* _EXTRACTED ENTRIES_:
+--

Issue #306, opened 2023-08-03
Route and Resource Loading: Add `--path` to `beacon.install` generator


leandrocp:
The `beacon.install` mix task accepts a `--site` option which generates the following scope in the router:

```elixir
  scope "/" do
    pipe_through :browser
    beacon_site "/my_site", site: :my_site
  end
```

We need to add a new optional `--path` option that allows changing the first argument of `beacon_site`, example:

```sh
mix beacon.install --site my_site --path /
```

Would generate:

```elixir
  scope "/" do
    pipe_through :browser
    beacon_site "/", site: :my_site
  end
```

If not specified it takes the value from `--site`.

a8t:
Still looking for help on this?

leandrocp:
> Still looking for help on this?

+--

* _TRY IT_:
The lines to copy are those in the listing that contain the word "install".

* _EXERCISE ANSWER_:
Route and Resource Loading: Add `--path` to `beacon.install` generator
The `beacon.install` mix task accepts a `--site` option which generates the following scope in the router:
mix beacon.install --site my_site --path /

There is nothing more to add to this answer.